Viewpoint: Kavanaugh feigned ignorance



By Phil Worden

 

I believed Dr. Ford’s testimony in the Senate Judiciary Committee hearing before Justice Kavanaugh’s confirmation to the Supreme Court. And I understand why the sexual misconduct issue dwarfed all other issues. But some of the issues raised in the original proceedings deserve revisiting because they deal with how our Supreme Court works.

Kavanaugh promised to act merely as a neutral umpire who only calls “balls and strikes.” He also assured Senator Collins that he views Roe v Wade (1973) as modified by Planned Parenthood v Casey (1992) as “settled law.” His promise and assurance rested on a dishonest portrayal of what the U.S. Supreme Court does.

Unlike the Maine Supreme Court, which hears practically all appeals, the U.S. Supreme Court only hears a select few of the cases appealed to it. The most commonly used criterium to get an appeal heard by the court occurs when the Courts of Appeal (the courts immediately below it) reach conflicting conclusions. The U.S. Supreme Court then hears an appeal so it can settle the disputed question of law.

Courts approach questions of law by first looking at the text of the law. If the text is clear the inquiry ends because all judges follow a clear law. When the text is not clear, judges look at the context of the law to resolve the ambiguity. If that doesn’t work, they review the legislative history in the hope that it will clarify what the law intended. To appreciate this disciplined process one has to rejoice in the ambiguity of the English language.

But what can a judge do when the text, context, and history of a law does not compel the resolution of an ambiguity? The very fact that learned Courts of Appeal can disagree about the meaning of a particular law demonstrates that the task is not as simple as merely calling “balls and strikes.” When the U.S. Supreme Court splits 5-4 the fact that such learned justices disagree attests to the extreme difficulty of the question before them.

A 5-4 split in the Court does not reflect a simple political partisanship as often presented in the press. But it does show that when all else fails to resolve extremely difficult questions, a judge must fall back on his or her judicial philosophy on public policy.

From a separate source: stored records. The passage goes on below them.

PR #1906, opened 2021-07-09
Enable testing with Swiftshader.

csyonghe:
This change enables gfx Vulkan implementation to find and load swiftshader if hardware support is absent.

Also makes github CI to download swiftshader binaries before running the tests, so that we can have VK coverage on GitHub.

Add `render-feature` requirements in several test cases to prevent running them when using swiftshader since many features such as `double`, `int64` are not supported by swiftshader.


jsmall-nvidia (approved):
Nice

PR #1909, opened 2021-07-14
Enable swiftshader in linux CI builds

csyonghe:


jsmall-nvidia (approved):
Nice to have swiftshader on linux. Comments are just some observations.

Given that only very difficult questions are presented to the Supreme Court, individual justices must develop a consistent philosophy about how to resolve impossible issues. Justices Scalia and Ginsberg often voted together but they split on the unresolvable issues because each had/has a different philosophy to fall back upon.

In considering a nominee to the U.S. Supreme Court, the most important question is what judicial philosophy the judge will fall back upon when presented with questions where the text, context, and history of the law does not compel an answer either way. Pretending to only call “balls and strikes” trivializes what a U.S. Supreme Court Justice must actually do.

Some of our most important constitutional doctrines cannot be found in the text of the Constitution. For example, unlike the Maine Constitution, which has an explicit provision on separation of powers in its text, the U.S. Constitution does not mention separation of powers. But jurists of all judicial philosophies agree that the doctrine of separation of powers can be found in the structure of the Constitution because the three branches of government are listed separately in the text.

A woman’s right to choose similarly cannot be found in the text of the Constitution. But the text of the Constitution does protect us in our houses and persons, guarantees our right to think what we want, and to worship or not worship as we please. Roe finds a woman’s right to choose in the shadow or “penumbra” cast by these textural rights that, when combined, protect our privacy.

Bans against interracial marriage, home schooling, the use of birth control, and first-trimester abortion have all been struck down as unconstitutional because they invade a substantive zone of privacy that government has no business entering.

But finding a right to privacy in these textural provisions of the Constitution is not yet as accepted as finding the separation of powers in the structure of the Constitution. Several Supreme Court Justices have already indicated their willingness to overrule Roe and Casey.

Kavanaugh did not contradict himself when he wrote that Roe is “unsettled” in the eyes of many jurists while assuring Senator Collins that he considers Roe and Casey both to be “settled law.”

As an Appeals Court Judge he was bound by Roe and Casey because our Courts of Appeal do not have the authority to overrule Supreme Court precedents. But now that he is a Supreme Court Justice he will be bound by Roe & Casey only to the extent that he chooses to be so bound (stare

decisis).

Senator Collins said she voted for Justice Kavanaugh because Dr. Ford’s testimony was uncorroborated. Apparently, she does not know that the Maine State Prison holds many prisoners who demonstrate that the uncorroborated testimony of even a young girl, if believed, is sufficient to find guilt beyond a reasonable doubt.

Senator Collins did not believe Dr. Ford and it appears she fell both for Kavanaugh’s promise to act like a neutral umpire who only calls “balls and strikes” and his assurance that he might voluntarily uphold Roe and Casey.